The Madeleine McCann Case: What to Know About the 2007 Disappearance of 3-Year-Old British Girl

Madeleine McCann from England disappeared from her bed while she, her family and their friends were on vacation in a holiday apartment at a resort in Praia da Luz in Portugal in 2007.

Madeleine McCann was just 3 years old when she seemingly vanished into thin air. 

The little girl from England disappeared from her bed while she, her family and their friends were on vacation in a holiday apartment at a resort in Praia da Luz in Portugal in 2007.

Madeleine’s whereabouts remain unknown, but interest in the child’s fate has only grown in the years since she went missing. 

“The Madeleine McCann industry: How a three-year-old’s disappearance became a troubling national obsession,” one headline read. Another deemed the search for answers into what happened to Madeleine “A Global Obsession.”

As the anniversary marking 12 years since Madeleine went missing nears, Netflix will reportedly release a new documentary examining the case.

“We have interesting new interviews with people close to the inquiry and we believe we can give justice to this unbelievably tragic story,” a source close to the filmmakers told the Daily Mail

Ahead of the documentary’s release, read more below about the disappearance of Madeleine.
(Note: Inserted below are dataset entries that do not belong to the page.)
PR #199, opened 2019-10-15
Dockerfile: Update runner base to alpine 3.10

mrueg:
Updates runner base image to 3.10 to get more recent versions of git, rpm and ca-certificates.


knqyf263:
Thanks.

PR #11145, opened 2026-08-25
fix: skip empty Fields() results in parsers and Amazon detector

juliosuas:
Fixes #10976.

## What changed

`strings.Fields(...)[0]` (and the equivalent split) panicked when normalization left only whitespace or operator characters. That aborted the entire scan.

- Mix, Poetry/pyproject, Bundler, and CocoaPods parsers now skip empty field lists.
- The Amazon detector treats a version string with no fields as unsupported instead of panicking.

Poetry names still go through `python.NormalizePkgName`.

## Tests

Added regression cases for empty/operator-only inputs in each affected parser and for an Amazon release string with no version.

```
go test ./pkg/dependency/parser/hex/mix ./pkg/dependency/parser/python/pyproject ./pkg/dependency/parser/ruby/bundler ./pkg/dependency/parser/swift/cocoapods ./pkg/detector/ospkg/amazon -count=1
```

All five packages passed.

## AI assistance disclosure

OpenAI Codex / Cursor Grok assisted with applying the guards, resolving a merge against current main, and drafting tests. I reviewed the diff and ran the tests above.

### DIFF
--- a/pkg/dependency/parser/hex/mix/parse.go
+++ b/pkg/dependency/parser/hex/mix/parse.go
@@ -43,6 +43,10 @@ func (p *Parser) Parse(_ context.Context, r xio.ReadSeekerAt) ([]ftypes.Package,
 		ss := strings.FieldsFunc(body, func(r rune) bool {
 			return unicode.IsSpace(r) || r == ','
 		})
+		if len(ss) == 0 {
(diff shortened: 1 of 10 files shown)


juliosuas:
Accidentally closed when the source fork was deleted during a profile cleanup. Same commits restored here: https://github.com/aquasecurity/trivy/pull/11148

PR #11146, opened 2026-08-25
fix(python): normalize package names in pip and pipenv parsers

jaideeppyne:
## Description

The `poetry`, `pylock` and `pyproject` parsers normalize Python package names per PEP 503 (`[-_.]+` → `-`), but the `pip` (`requirements.txt`) and `pipenv` (`Pipfile.lock`) parsers reported the raw name. The same distribution was therefore reported under two different names depending on the lock file, e.g. `zope.interface` from `requirements.txt` vs `zope-interface` from `poetry.lock`.

The dot matters for matching: trivy-db's Pip normalization lowercases and maps `_`→`-` but leaves `.` untouched, so `zope.interface` never collapses to the `zope-interface` form advisories are keyed by. A vulnerable dotted-name package (`zope.interface`, `ruamel.yaml`, `jaraco.classes`, …) listed in `requirements.txt`/`Pipfile.lock` was thus not detected.

This normalizes the separators in both parsers, consistent with the other Python parsers (see #11050). Case is preserved (`NormalizePkgName(name, false)`), matching the existing pip behaviour, since matching is case-insensitive.

## Before / after

`zope.interface==5.4.0` in `requirements.txt` → before: package name `zope.interface`; after: `zope-interface`.

## Related Issues

_None found; happy to file a tracking issue if preferred._

- [x] I've read the contributing guidelines
- [x] I've followed the PR title conventions
- [x] I've added tests that prove my fix is effective


noqt (approved):
This closes a real detection blind spot: package names with dots or underscores from `requirements.txt` and `Pipfile.lock` now reach the same canonical advisory key as Poetry and Pylock inputs. In particular, `zope.interface` is reported as `zope-interface` before Trivy's Pip advisory lookup, rather than retaining a dot that the database normalizer doesn't collapse.

I checked exact head `24ea29442868cacd97f03674b4efde8d73b21f97` with Go 1.27.0 and `GOEXPERIMENT=jsonv2`:

- the shared Python, pip, and pipenv parser suites pass;
- the downstream library detector suite passes;
- `go vet` and exact-range diff hygiene pass.

The implementation reuses Trivy's PEP 503 helper, preserves the existing display-case behavior, and adds dotted-name regressions for both input formats. I found no blocker.

Reviewing from NOQT.

jaideeppyne:
Thanks for reviewing and for confirming the normalization behavior. I’ll leave this ready for the maintainers unless another edge case comes up.

DmitriyLewen:
Thanks for the investigation and the tests. I checked the premise against real DB data, and it doesn't hold — in fact the change makes detection noticeably worse. Details below.

## Advisory keys are not normalized

For pip, `vulnerability.NormalizePkgName` in trivy-db lowercases the name and maps `_` to `-`, but leaves the dot untouched.
The same function is applied when advisories are written into the DB, so dotted names stay dotted on both sides — in the keys and in the lookup.
That means `pdfminer.six` from a `requirements.txt` hits the `pdfminer.six` bucket today, and after this PR it becomes `pdfminer-six`, for which no bucket exists.

Dashed keys do occur as well — sources publish both spellings, so some distributions have both keys:

```
pip :: oslo.utils :: CVE-2014-7231
pip :: oslo-utils :: CVE-2022-0718
```

But that split is the exception: out of 42 dotted pip keys in the current DB, only 5 have a dashed counterpart, while the other 37 exist in the dotted form only.

## Against the current DB this is a detection regression

I built two binaries (`main` and this branch) and scanned a `requirements.txt` containing all 42 dotted names:

| Build | Findings |
| --- | --- |
| `main` | 72 across 31 packages |
| this branch | 4 across 4 packages |

Among the lost ones: `pdfminer.six` (CVE-2025-64512, CVE-2025-70559), `proxy.py` (CVE-2021-3116), all `plone.app.*` and `products.*`, `changedetection.io`, `oslo.utils` (CVE-2014-7231).
Three of the four findings on this branch were already reported by `main` under the dotted key, so the only genuinely new detection is CVE-2022-0718 for `oslo-utils`.

A minimal reproducer with `oslo.utils==0.1.1` (vulnerable to both CVEs): `main` finds CVE-2014-7231, this branch finds CVE-2022-0718, and neither finds both.

Separately: `zope.interface`, `ruamel.yaml` and `jaraco.classes` from the description and the commit message are not in the DB at all — there is neither a dotted nor a dashed key for them.
Those are exactly the names used in the new testdata, which is why the tests stay green: none of the names in them affects detection.

## Normalization for matching already happens

On `main`, without the changes from this PR, `Oslo_Utils==0.1.1` in `requirements.txt` yields CVE-2022-0718, and the name is still reported as `Oslo_Utils`.
Case and `_` are already normalized in `pkg/detector/library/driver.go` before the DB lookup.
So the only thing left for the parser to change is the dot — and the PR doesn't close that gap, it flips it, losing an order of magnitude more than it gains.

## What else the change affects

It changes not only the reported name but also the PURL: `parsePyPI` lowercases and maps `_` to `-` but keeps the dot, so `pkg:pypi/oslo.utils@0.1.1` becomes `pkg:pypi/oslo-utils@0.1.1`.
I verified this in JSON, CycloneDX and SPDX output — both `name` and `purl` change.
That breaks VEX statements and `purls:` rules in `.trivyignore.yaml` that users have already written, since both match on an exact PURL.

It doesn't deliver consistent names either:

- The only comparable precedent among the Python parsers is `pylock/parse.go:63`, and it calls `NormalizePkgName(name, true)`, i.e. with lowercasing. This PR uses `false`, so `Zope.Interface` from a `requirements.txt` becomes `Zope-Interface` while the same distribution from a `pylock.toml` is `zope-interface`: the mismatch doesn't go away, it just moves from the separator to the case. `poetry` (`parse.go:109`) and `pyproject` (`pyproject.go:66,79`) also pass `true`, but only for internal keys — matching dependency names against the lock file's packages and building dependency-graph IDs; the reported package name stays raw there (`poetry/parse.go:58`).
- `packaging` (METADATA from `dist-info`) does not normalize, so the same distribution ends up as `oslo-utils` when scanning a `requirements.txt` and as `oslo.utils` when scanning an image. I checked `rootfs` on a tree with `oslo.utils-0.1.1.dist-info`: the name and the PURL are unchanged there.

For `pylock`, normalizing the reported name is justified because PEP 751 itself requires a normalized `packages.name` in the file; `requirements.txt` and `Pipfile.lock` carry no such requirement.
The other Python parsers (`poetry`, `uv`, `packaging`, and `pip`/`pipenv` before this PR) report the name as written in the file and use normalization only as an internal matching key — including #11050, which the description refers to: it changed the set of dependency names, not the reported package name.

I'm closing this PR for that reason.
If you ran into an actual missed vulnerability caused by a package name, please open a [discussion](https://github.com/aquasecurity/trivy/discussions) with a reproducer, and we can figure out where to fix it before any implementation.

PR #11148, opened 2026-08-26
fix: skip empty Fields() results in parsers and Amazon detector

juliosuas:
Fixes #10976.

## What changed

`strings.Fields(...)[0]` (and the equivalent split) panicked when normalization left only whitespace or operator characters. That aborted the entire scan.

- Mix, Poetry/pyproject, Bundler, and CocoaPods parsers now skip empty field lists.
- The Amazon detector treats a version string with no fields as unsupported instead of panicking.

Poetry names still go through `python.NormalizePkgName`.

## Tests

Added regression cases for empty/operator-only inputs in each affected parser and for an Amazon release string with no version.

```
go test ./pkg/dependency/parser/hex/mix ./pkg/dependency/parser/python/pyproject ./pkg/dependency/parser/ruby/bundler ./pkg/dependency/parser/swift/cocoapods ./pkg/detector/ospkg/amazon -count=1
```

All five packages passed.

## AI assistance disclosure

OpenAI Codex / Cursor Grok assisted with applying the guards, resolving a merge against current main, and drafting tests. I reviewed the diff and ran the tests above.

---
Restored after an accidental fork deletion. Same commits as #11145.

### DIFF
--- a/pkg/dependency/parser/hex/mix/parse.go
+++ b/pkg/dependency/parser/hex/mix/parse.go
@@ -43,6 +43,10 @@ func (p *Parser) Parse(_ context.Context, r xio.ReadSeekerAt) ([]ftypes.Package,
 		ss := strings.FieldsFunc(body, func(r rune) bool {
 			return unicode.IsSpace(r) || r == ','
 		})
+		if len(ss) == 0 {
+			p.logger.Warn("Cannot parse dependency", log.String("line", line))
+			continue
+		}
 		if len(ss) < 8 { // In the case where <required deps> array is empty: s == 8, in other cases s > 8
 			// git repository doesn't have dependency version
 			// skip these dependencies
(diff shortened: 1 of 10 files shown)


noqt (approved):
This closes the important failure mode: malformed but parseable metadata no longer takes down an entire Trivy scan.

I checked exact head `38ce0e6ea4811970bb65647dfc5c76f085da9b68` with Go 1.27.0 and `GOEXPERIMENT=jsonv2`:

- all five affected parser/detector packages pass;
- `go vet` and exact-range diff hygiene pass;
- the upstream matrix is green across Linux, Windows, macOS, integration, build, and end-to-end lanes.

The guards preserve valid parsing and skip or reject only empty tokenization results. I found no blocker.

Non-blocking: the Amazon analyzer can still produce an Amazon OS record with an empty version, so this detector guard contains the crash later in the path. The analyzer-side guard from #10978 would be a useful follow-up if maintainers want to reject that malformed record at its source.

Reviewing from NOQT.

DmitriyLewen:
Duplicate of #10996

Regards, Dmitriy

Bliss Before The Vanishing  

The hours leading up to the Madeleine’s disappearance were all a young family could want from a vacation: tranquil and filled with fun. 

Kate and Gerry McCann had taken their three children — 3-year-old Madeleine and 2-year-old twins Sean and Amelie — on vacation with seven of their friends and their children to the Algarve, Portugal’s southernmost region.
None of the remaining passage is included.